You'd think it would be open and shut. You haven't dealt much with banks, have you? Kelman took the case on legal aid and decided to bundle up more than 2,000 peoples' cases into a single class action against all the high street banks taking part in the ATM network. He trawled newsgroups for information on how crackers might decode ATM cards.

He also met two key people in the course of his research. The first, early on, was Andrew Stone, an ex-con who had been done for fraud, who claimed to had taken £750,000 from ATMs by combining techniques such as shoulder-surfing and grabbing receipts from ATMs (which in those days often had the full account number on them). Stone - who was soon back in prison - was proof in himself that criminals could make "phantom" withdrawals.

Professor Ross Anderson, a cryptography and security expert who was an expert consultant to Kelman on the case, explains: "Stone had been working with building access systems using cards with magnetic stripes, and one day he thought he'd see what it could read of his ATM card. Then he tried it with his wife's." Stone figured that the stream of digits was probably an encrypted PIN.

"Then, because you can change the content of the magnetic strip, he wondered what would happen if he changed the number on his card to match his wife's. He found he could get money out using his old PIN." The high street bank Stone used (The Register knows which one) had not used the account number to encrypt the PIN on the card - meaning that any card for that bank could be changed and used to make withdrawals on any other account in it, providing you knew the right details (such as branch sort code and account number. The name of the card holder of course was unimportant, because it was not on the stripe.)

"After that," says Professor Anderson, "it was just a question for Stone of collecting as many account numbers as he could." Until the police caught up with him, at least.

In September 1992 Kelman met a woman he called the "Lotus Lady", because she worked for Lotus at a time when he was considering buying some groupware to organise the rapidly-growing class action; he had already put the names and other details of all the litigants into a relational database to search for patterns in victims and withdrawals. The Lotus Lady was interesting because her ATM card didn't debit her account. It gave her money, but heaven knew where from.

Kelman thought for a moment and realised that there must be thousands of such cards - and after a little more thought, how it had happened.

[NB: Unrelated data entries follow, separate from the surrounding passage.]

PR #852, opened 2026-06-25
Save partials as dependent variables

### LINKED ISSUE #674: [F&E]: Jacobian of the state time derivative
### Description:

Tudatpy provides functionality to compute the state transition matrix which requires the Jacobian of the state time derivative WRT the states. However, tudatpy does not expose the state time derivative Jacobian to the user. A function to compute the state time derivative Jacobian would be nice to have too!

_No response_

### Additional context:

_No response_

DominicDirkx:
Closes #674

### DIFF
--- a/tests/test_tudat/src/astro/propagators/unitTestDependentVariableOutput.cpp
+++ b/tests/test_tudat/src/astro/propagators/unitTestDependentVariableOutput.cpp
@@ -1345,6 +1345,233 @@ BOOST_AUTO_TEST_CASE( test_AccelerationPartialSaving )
     }
 }
 
+//! Unit test to check if acceleration derivatives w.r.t. estimatable parameters are correctly stored.
+BOOST_AUTO_TEST_CASE( test_AccelerationParameterPartialSaving )
+{
+    spice_interface::loadStandardSpiceKernels( );
+
+    std::vector< std::string > bodyNames;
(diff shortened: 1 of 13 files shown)


tests/test_tudat/src/astro/propagators/unitTestDependentVariableOutput.cpp
```diff
@@ -1345,6 +1345,233 @@ BOOST_AUTO_TEST_CASE( test_AccelerationPartialSaving )
...
+        const Eigen::MatrixXd midSensitivity = sensitivitySolution.at( dependentVariableIteratorMid->first );
+
+        Eigen::MatrixXd earthCosinePartial;
+        getOutputVectorInMatrixRepresentation(
+                dependentVariableIteratorMid->second.segment( earthCosineCoefficientPartialStart, earthCosineCoefficientPartialSize ),
+                earthCosinePartial,
+                3,
+                earthCosineParameterIndices.at( 0 ).first.second );
+        Eigen::MatrixXd expectedEarthCosinePartial =
+                sensitivityDerivative.block( 3, earthCosineSensitivityStart, 3, earthCosineParameterIndices.at( 0 ).first.second ) -
```
DominicDirkx: This is a poor method of testing. The StateDerivativeModel should be updated and the partial object queried to retrieve the real value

How could there be thousands of such cards? Because the chances of any two random people meeting in the UK population at that time were 25 million to 1. For one of them to have the only card in existence that debited other peoples' accounts was absurd. He'd been on the case for six months, met - say - 3,000 people through it - and one of them had such a card. The odds only work if thousands of people are walking around with cards like that, or potentially could be. They had the wrong magnetic stripe on the card: the front was embossed with the holder's details, but the account and PIN encrypted on the stripe pointed somewhere else. How wouldn't that be spotted?

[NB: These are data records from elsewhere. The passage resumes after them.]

PR #854, opened 2026-06-25
Moved transponder delay to vehicle systems

### LINKED ISSUE #477: Add transponder delay via VehicleSystem object
PR tudat-team/tudat#268 introduced the possibility to set the transponder delay with the new method of the `ObservationCollection` object named `setTransponderDelay` (see `include/tudat/simulation/estimation_setup/observations.h`). However, since this is a spacecraft attribute, it makes sense to set it via the `VehicleSystem` object with a method like the already implemented `setTransponderTurnaroundRatio` (see `include/tudat/astro/system_models/vehicleSystems.h`).

DominicDirkx:
Closes #477

### DIFF
--- a/include/tudat/astro/system_models/vehicleSystems.h
+++ b/include/tudat/astro/system_models/vehicleSystems.h
@@ -45,7 +45,9 @@ public:
      * Constructor
      * \param dryMass Total dry mass of the vehicle (not defined; NaN by default).
      */
-    VehicleSystems( const double dryMass = TUDAT_NAN ): currentOrientationTime_( TUDAT_NAN ), dryMass_( dryMass ) {}
+    VehicleSystems( const double dryMass = TUDAT_NAN ):
+        currentOrientationTime_( TUDAT_NAN ), dryMass_( dryMass ), transponderDelay_( TUDAT_NAN )
+    {}
 
     //! Destructor
     ~VehicleSystems( ) {}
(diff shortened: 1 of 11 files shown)


include/tudat/astro/system_models/vehicleSystems.h
```diff
@@ -352,6 +354,25 @@ class VehicleSystems
...
     }
 
+    void setTransponderDelay( const double transponderDelay )
+    {
+        transponderDelay_ = transponderDelay;
+    }
+
+    bool isTransponderDelayDefined( ) const
+    {
+        return !( transponderDelay_ != transponderDelay_ );
```
larshinueber: From my limited understanding of C++, couldnt this also be turned into `transponderDelay_ == transponderDelay_` or `!std::isnan(transponderDelay_)`?

src/tudatpy/estimation/observations/expose_observations.cpp
```diff
@@ -1584,23 +1584,6 @@ residuals_per_parser : dict[ObservationCollectionParser, np.ndarray]
              Link end type to which the reference point should be applied.
          observation_parser : tudatpy.estimation.observations.observations_processing.ObservationCollectionParser, optional
              Parser to select the observation sets.
-     )doc" )
-            .def( "set_transponder_delay",
```
larshinueber, line 1588: Removing this would break backwards compatibility for (I suspect) many real data analysis, maybe we can add a deprecation warning first and then removing in a major version bump?

include/tudat/astro/system_models/vehicleSystems.h
DominicDirkx: Indeed :)

src/tudatpy/estimation/observations/expose_observations.cpp
DominicDirkx: I forgot to put this back in, thanks for the reminder!

PR #90, opened 2017-04-04
Added DB_HOST explanation

viennaoperator:
Hello,
I was struggling to understand the DB_HOST variable and didn't know that it has to match the service name of the mysql/mariadb container. (because docker-compose automatically links the mysql/mariadb container via name in /etc/hosts within the wordpress container)


karellm:
Thanks @viennaoperator !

Simple: dummy accounts. To do their testing in an environment where the bank systems had to work all the time, the computing teams set up a parallel universe of dummy banks, dummy branches and dummy accounts. But they generated real ATM cards for them, and could take out real money - authorised by the banks. Some people were getting dummy cards.

But equally, Kelman saw, it would be possible for a "rogue" computing department to start tweaking the cards to take money from innocent customers.